Stored data
PR #15369, opened 2021-04-08
python3-readline: add package

oskarirauta:
Signed-off-by: Oskari Rauta <oskari.rauta@gmail.com>

Maintainer: Oskari Rauta / @oskarirauta
Compile tested: x86_64, xeon powered server, recent OpenWRT snapshot
Run tested: x86_64, xeon powered server, recent OpenWRT snapshot

Description:
Python wrapper to libreadline

Includes patch that allows it to compile without issues and instead of static link, links dynamically against system's libreadline- although, author never said or claimed that there would be any static linking anywhere..

PR #15481, opened 2021-04-20
apparmor: add new package

oskarirauta:

Maintainer: Oskari Rauta / @oskarirauta (find it by checking history of the package Makefile)
Run tested: x86_64, server, recent snapshot, tested, works

Description:
Contains AppArmor userland libraries and utilities.

Requires python3-readline #15369


oskarirauta:
@dangowrt - this is what we talked about earlier.

One item has been left out from this, apparmor pam helper plugin. I had it in here, but it required apparmor first to be built without pam helper plugin, so that libapparmor is installed on staging dir, until pam helper could be compiled. Probably this can be worked out, but at the moment, I think this is pretty nice initial commit for apparmor package.

oskarirauta:
Haven't tested it without NLS.. Let's see if it works out without..

oskarirauta:
Patience.. Seems that it's still work in progress, let's see if it now compiles..

feckert:
> AppArmor does not work independently - It requires auditd as it's companion.

@oskarirauta I read in your description that you need [auditd](https://github.com/linux-audit/audit-userspace) for AppArmor.
I'm only asking because I'm working on another task where I need auditd to find out who changed which file in the system.
For this I thought auditd could help me further. Or could AppArmor does this task also?

The only problem is that, as far as I know, this service (auditd-userspace) is not supported for all architectures.
https://github.com/linux-audit/audit-userspace/pull/133
https://github.com/linux-audit/audit-userspace/pull/115
https://github.com/linux-audit/audit-userspace/pull/73

If that is the case, then we need to limit its use in the DEPENDS field of AppArmor.
I haven't looked into it more closely now if you use audit-userspace or only the audit subsystem of the kernel (this works for the most/all architectures as I can see)

With which architectures did you test it?

oskarirauta:
> > AppArmor does not work independently - It requires auditd as it's companion.
> 
> @oskarirauta I read in your description that you need [auditd](https://github.com/linux-audit/audit-userspace) for AppArmor.
> I'm only asking because I'm working on another task where I need auditd to find out who changed which file in the system.
> For this I thought auditd could help me further. Or could AppArmor does this task also?
> 
> The only problem is that, as far as I know, this service (auditd-userspace) is not supported for all architectures.
> [linux-audit/audit-userspace#133](https://github.com/linux-audit/audit-userspace/pull/133)
> [linux-audit/audit-userspace#115](https://github.com/linux-audit/audit-userspace/pull/115)
> [linux-audit/audit-userspace#73](https://github.com/linux-audit/audit-userspace/pull/73)
> 
> If that is the case, then we need to limit its use in the DEPENDS field of AppArmor.
> I haven't looked into it more closely now if you use audit-userspace or only the audit subsystem of the kernel (this works for the most/all architectures as I can see)
> 
> With which architectures did you test it?

I only tested it on x86_64, but this is interesting point- I will need to look this up. Thanks.

oskarirauta:
@feckert 

audit's [Makefile](https://github.com/openwrt/packages/blob/master/utils/audit/Makefile) does not mention anything about not working on some archs.

I have tested this approach yet, but there are 2 kernel config flags that I haven't yet enabled or tried:
```CONFIG_SECURITY_PATH=y
CONFIG_SECURITY_NETWORK=y
```

Most likely, what you describe, is possible with AppArmor and **CONFIG_SECURITY_PATH** flag. As default AppArmor is set to unconfined state, which would mean that it will log changes to files to auditd log with information on username that did or attempted this. Then with proper configuration you can opt-out parts of system's paths to not get logged, and also you can set parts to not allowed for read/write/etc or combination of these, without using acl's.

But I haven't so far tested this. Let's see when I get these tests to run, it worked out at my setup just fine, but I have enabled full libintl through nls enabling, so it's struggling a bit here on tests where nls is disabled, but soon it's done..

oskarirauta:
Currently there seems to be problem with installing python parts that I didn't see when I compiled locally, most likely due to my build tree comes with quite a lot of things, so this was missed as dep..

```2021-04-21T08:04:22.9025249Z /home/build/openwrt/staging_dir/host/bin/python3 python-tools-setup.py install --prefix=/usr --root=/home/build/openwrt/build_dir/target-arm_cortex-a9+vfpv3-d16_musl_eabi/apparmor-3.0.0/ipkg-install-utils --version=3.0.0
2021-04-21T08:04:22.9129613Z Traceback (most recent call last):
2021-04-21T08:04:22.9130515Z   File "python-tools-setup.py", line 23, in <module>
2021-04-21T08:04:22.9131270Z     from distutils.command.install import install as _install
2021-04-21T08:04:22.9132212Z ModuleNotFoundError: No module named 'distutils.command'
2021-04-21T08:04:22.9142569Z make[3]: *** [Makefile:61: install] Error 1
```

Strange. I though this came from python3-setuptools but I am obviously mistaken..

oskarirauta:
I hate python.. ;)

oskarirauta:
Finally..

oskarirauta:
It seems that I got all necessary kernel options added to config files as well - so doing a pr on openwrt.git next..

oskarirauta:
> AppArmor is an effective and easy-to-use Linux application security system. AppArmor proactively protects the operating system and applications from external or internal threats, even zero-day attacks, by enforcing good behavior and preventing both known and unknown application flaws from being exploited.
> 
> AppArmor supplements the traditional Unix discretionary access control (DAC) model by providing mandatory access control (MAC). It has been included in the mainline Linux kernel since version 2.6.36 and its development has been supported by Canonical since 2009.
>
> [https://apparmor.net](https://apparmor.net)

**Requirements**
 - Requires package python3-readline #15369
 - Various kernel flags

Since management of selinux isn't working at the moment and not anytime soon, I decided to investigate on other similar solutions and came up with AppArmor. Whilst AppArmor and SELinux have differences, they have very similar aim - so I started developing on how to integrate AppArmor on OpenWRT and could that be managed. Turns out I succeeded on this task. I have been testing it now for a month or so, and it works and can be managed.

My build is patched. Most patches are changes to python and shell scripts to avoid too many depencies and other minor changes. I also rebuilt apparmor functions script basing it on existing script, it's now less complicated, more informative (smarter log messages) and also a lot shorter than originally provided script. Also there is init script included.

AppArmor does not work independently - It requires auditd as it's companion and kernel support.

Required kernel flags can be enabled in kernel configuration of menuconf after applying patch from this [PR](https://github.com/openwrt/openwrt/pull/4101)

oskarirauta:
> The only problem is that, as far as I know, this service (auditd-userspace) is not supported for all architectures.
> [linux-audit/audit-userspace#133](https://github.com/linux-audit/audit-userspace/pull/133)
> [linux-audit/audit-userspace#115](https://github.com/linux-audit/audit-userspace/pull/115)
> [linux-audit/audit-userspace#73](https://github.com/linux-audit/audit-userspace/pull/73)
> 
> If that is the case, then we need to limit its use in the DEPENDS field of AppArmor.
> I haven't looked into it more closely now if you use audit-userspace or only the audit subsystem of the kernel (this works for the most/all architectures as I can see)

I don't think we need to change DEPENDS field of AppArmor, as AppArmor already depends on audit, if audit's depends are updated and one is attempting to build AppArmor on arch that does not support audit, AppArmor cannot be built. Recursive depends.

oskarirauta:
I broke this commit/pr and cannot fix it. Re-creating it, sorry..

oskarirauta:
Replaced by #15643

● **REQUIRED ACTION**
Among the entries, how many lines include the word "independently"? Answer with a single number and nothing further.

● **RESPONSE TO THE EXERCISE**
3